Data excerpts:
- - - - - - -

PR #272, opened 2023-09-26
[yugabyte/yugabyte-db#19293] Modify logic to decide whether snapshot is complete

vaibhav-yb:
## Problem

The first GetChanges call in snapshot only tells the service to mark the snapshot boundary i.e. the snapshot is bootstrapped.  When snapshot is bootstrapped, the service marks certain `OpId` value in the `cdc_state` table to indicate snapshot end boundary.

Now if the connector fails just after the bootstrap GetChanges call and is restarted, it executes a `GetCheckpoint` RPC call to decide whether or not to take a snapshot, before this PR, the logic was solely based on the presence of a non-empty snapshot key and invalid checkpoint as follows:
1. If there is a non-empty snapshot key then snapshot is not completed and we need to continue taking snapshot, otherwise check for condition 2.
2. If the `OpId` is invalid i.e. term=-1 and index = -1 then take snapshot, otherwise the assumption is that the snapshot is complete.

However, the condition 2 was also true for cases where a snapshot was just bootstrapped and the connector skips the snapshot this time and proceeds to streaming.

## Solution

The fix is to change the logic which we use to decide whether or not to take snapshot:
1. If snapshot key is present in the response (`snapshot_key != null`) - we need to proceed for snapshot.
2. If it is not present (`snaphshot_key == null`), then check if it is invalid, if yes, then take snapshot, otherwise we know that the tablet is already in the streaming mode.

Additionally, the flow has been refactored a little to increase readability, changes include:
1. `hasSnapshotCompletedPreviously` now only takes the `GetCheckpointResponse` called previously - effectively reducing the `GetCheckpoint` RPC calls to half
2. The complete evaluation logic whether to snapshot completed earlier or we need to take snapshot after calling `SetCheckpoint` RPC has been refactored to a method `isSnapshotRequired`
3. Effectively, the flow is now:
    a. Filter tables/tablets based on `snapshot.include.collection.list`
    b. Iterate over the complete tablet list
        i. If table is in the filtered list then check if we need to take snapshot using the method `isSnapshotRequired`
        ii. If table is not in the filtered list, then simply bootstrap the tablet for streaming
    c. Start polling for snapshot on the tablet list for snapshot

### Related service diff

https://phorge.dev.yugabyte.com/D28814

### Test Plan

Added tests:
1. YugabyteDBSnapshotTest#shouldSnapshotWithFailureAfterBootstrapSnapshotCall
2. YugabyteDBSnapshotTest#shouldSnapshotWithFailureAfterSettingInitialCheckpoint
3. YugabyteDBSnapshotTest#shouldNotSnapshotAgainIfSnapshotCompletedOnce
4. YugabyteDBSnapshotTest#shouldContinueStreamingInNeverAfterSnapshotCompleteInInitialOnly

To run the tests, following command can be used:

```
mvn clean test -Dtest=YugabyteDBSnapshotTest#shouldSnapshotWithFailureAfterBootstrapSnapshotCall

mvn clean test -Dtest=YugabyteDBSnapshotTest#shouldSnapshotWithFailureAfterSettingInitialCheckpoint

mvn clean test -Dtest=YugabyteDBSnapshotTest#shouldNotSnapshotAgainIfSnapshotCompletedOnce

mvn clean test -Dtest=YugabyteDBSnapshotTest#shouldContinueStreamingInNeverAfterSnapshotCompleteInInitialOnly
```

This PR closes yugabyte/yugabyte-db#19293

### DIFF
--- a/pom.xml
+++ b/pom.xml
@@ -47,7 +47,7 @@
         <version.kafka>3.3.1</version.kafka>
         <version.org.slf4j>1.7.36</version.org.slf4j>
         <version.logback>1.4.0</version.logback>
-        <version.ybclient>0.8.62-20230901.095631-3</version.ybclient>
+        <version.ybclient>0.8.64-SNAPSHOT</version.ybclient>
         <version.gson>2.8.9</version.gson>
 
         <!--
--- a/pom.xml
+++ b/pom.xml
@@ -47,7 +47,7 @@
         <version.kafka>3.3.1</version.kafka>
         <version.org.slf4j>1.7.36</version.org.slf4j>
         <version.logback>1.4.0</version.logback>
-        <version.ybclient>0.8.64-SNAPSHOT</version.ybclient>
+        <version.ybclient>0.8.64-20230929.065833-2</version.ybclient>
         <version.gson>2.8.9</version.gson>
 
         <!--
--- a/src/main/java/io/debezium/connector/yugabytedb/YugabyteDBSnapshotChangeEventSource.java
+++ b/src/main/java/io/debezium/connector/yugabytedb/YugabyteDBSnapshotChangeEventSource.java
@@ -45,6 +45,7 @@ import io.debezium.util.Strings;
 
 public class YugabyteDBSnapshotChangeEventSource extends AbstractSnapshotChangeEventSource<YBPartition, YugabyteDBOffsetContext> {
     private static final Logger LOGGER = LoggerFactory.getLogger(YugabyteDBSnapshotChangeEventSource.class);
+    public static boolean FAIL_AFTER_BOOTSTRAP_GET_CHANGES;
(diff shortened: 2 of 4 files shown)


suranjan (approved):

pom.xml
```diff
@@ -47,7 +47,7 @@
         <version.kafka>3.3.1</version.kafka>
         <version.org.slf4j>1.7.36</version.org.slf4j>
         <version.logback>1.4.0</version.logback>
-        <version.ybclient>0.8.62-20230901.095631-3</version.ybclient>
+        <version.ybclient>0.8.64-SNAPSHOT</version.ybclient>
```
vaibhav-yb, line 50: Note to self: This needs to be updated to correct yb-client version once service diff is merged.

suranjan (approved):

- - - - - - -

- **PROBLEM REQUIREMENTS**
Write out the data above once more, exactly as it stands.

- **RESPONSE**
PR #272, opened 2023-09-26
[yugabyte/yugabyte-db#19293] Modify logic to decide whether snapshot is complete

vaibhav-yb:
## Problem

The first GetChanges call in snapshot only tells the service to mark the snapshot boundary i.e. the snapshot is bootstrapped.  When snapshot is bootstrapped, the service marks certain `OpId` value in the `cdc_state` table to indicate snapshot end boundary.

Now if the connector fails just after the bootstrap GetChanges call and is restarted, it executes a `GetCheckpoint` RPC call to decide whether or not to take a snapshot, before this PR, the logic was solely based on the presence of a non-empty snapshot key and invalid checkpoint as follows:
1. If there is a non-empty snapshot key then snapshot is not completed and we need to continue taking snapshot, otherwise check for condition 2.
2. If the `OpId` is invalid i.e. term=-1 and index = -1 then take snapshot, otherwise the assumption is that the snapshot is complete.

However, the condition 2 was also true for cases where a snapshot was just bootstrapped and the connector skips the snapshot this time and proceeds to streaming.

## Solution

The fix is to change the logic which we use to decide whether or not to take snapshot:
1. If snapshot key is present in the response (`snapshot_key != null`) - we need to proceed for snapshot.
2. If it is not present (`snaphshot_key == null`), then check if it is invalid, if yes, then take snapshot, otherwise we know that the tablet is already in the streaming mode.

Additionally, the flow has been refactored a little to increase readability, changes include:
1. `hasSnapshotCompletedPreviously` now only takes the `GetCheckpointResponse` called previously - effectively reducing the `GetCheckpoint` RPC calls to half
2. The complete evaluation logic whether to snapshot completed earlier or we need to take snapshot after calling `SetCheckpoint` RPC has been refactored to a method `isSnapshotRequired`
3. Effectively, the flow is now:
    a. Filter tables/tablets based on `snapshot.include.collection.list`
    b. Iterate over the complete tablet list
        i. If table is in the filtered list then check if we need to take snapshot using the method `isSnapshotRequired`
        ii. If table is not in the filtered list, then simply bootstrap the tablet for streaming
    c. Start polling for snapshot on the tablet list for snapshot

### Related service diff

https://phorge.dev.yugabyte.com/D28814

### Test Plan

Added tests:
1. YugabyteDBSnapshotTest#shouldSnapshotWithFailureAfterBootstrapSnapshotCall
2. YugabyteDBSnapshotTest#shouldSnapshotWithFailureAfterSettingInitialCheckpoint
3. YugabyteDBSnapshotTest#shouldNotSnapshotAgainIfSnapshotCompletedOnce
4. YugabyteDBSnapshotTest#shouldContinueStreamingInNeverAfterSnapshotCompleteInInitialOnly

To run the tests, following command can be used:

```
mvn clean test -Dtest=YugabyteDBSnapshotTest#shouldSnapshotWithFailureAfterBootstrapSnapshotCall

mvn clean test -Dtest=YugabyteDBSnapshotTest#shouldSnapshotWithFailureAfterSettingInitialCheckpoint

mvn clean test -Dtest=YugabyteDBSnapshotTest#shouldNotSnapshotAgainIfSnapshotCompletedOnce

mvn clean test -Dtest=YugabyteDBSnapshotTest#shouldContinueStreamingInNeverAfterSnapshotCompleteInInitialOnly
```

This PR closes yugabyte/yugabyte-db#19293

### DIFF
--- a/pom.xml
+++ b/pom.xml
@@ -47,7 +47,7 @@
         <version.kafka>3.3.1</version.kafka>
         <version.org.slf4j>1.7.36</version.org.slf4j>
         <version.logback>1.4.0</version.logback>
-        <version.ybclient>0.8.62-20230901.095631-3</version.ybclient>
+        <version.ybclient>0.8.64-SNAPSHOT</version.ybclient>
         <version.gson>2.8.9</version.gson>
 
         <!--
--- a/pom.xml
+++ b/pom.xml
@@ -47,7 +47,7 @@
         <version.kafka>3.3.1</version.kafka>
         <version.org.slf4j>1.7.36</version.org.slf4j>
         <version.logback>1.4.0</version.logback>
-        <version.ybclient>0.8.64-SNAPSHOT</version.ybclient>
+        <version.ybclient>0.8.64-20230929.065833-2</version.ybclient>
         <version.gson>2.8.9</version.gson>
 
         <!--
--- a/src/main/java/io/debezium/connector/yugabytedb/YugabyteDBSnapshotChangeEventSource.java
+++ b/src/main/java/io/debezium/connector/yugabytedb/YugabyteDBSnapshotChangeEventSource.java
@@ -45,6 +45,7 @@ import io.debezium.util.Strings;
 
 public class YugabyteDBSnapshotChangeEventSource extends AbstractSnapshotChangeEventSource<YBPartition, YugabyteDBOffsetContext> {
     private static final Logger LOGGER = LoggerFactory.getLogger(YugabyteDBSnapshotChangeEventSource.class);
+    public static boolean FAIL_AFTER_BOOTSTRAP_GET_CHANGES;
(diff shortened: 2 of 4 files shown)


suranjan (approved):

pom.xml
```diff
@@ -47,7 +47,7 @@
         <version.kafka>3.3.1</version.kafka>
         <version.org.slf4j>1.7.36</version.org.slf4j>
         <version.logback>1.4.0</version.logback>
-        <version.ybclient>0.8.62-20230901.095631-3</version.ybclient>
+        <version.ybclient>0.8.64-SNAPSHOT</version.ybclient>
```
vaibhav-yb, line 50: Note to self: This needs to be updated to correct yb-client version once service diff is merged.

suranjan (approved):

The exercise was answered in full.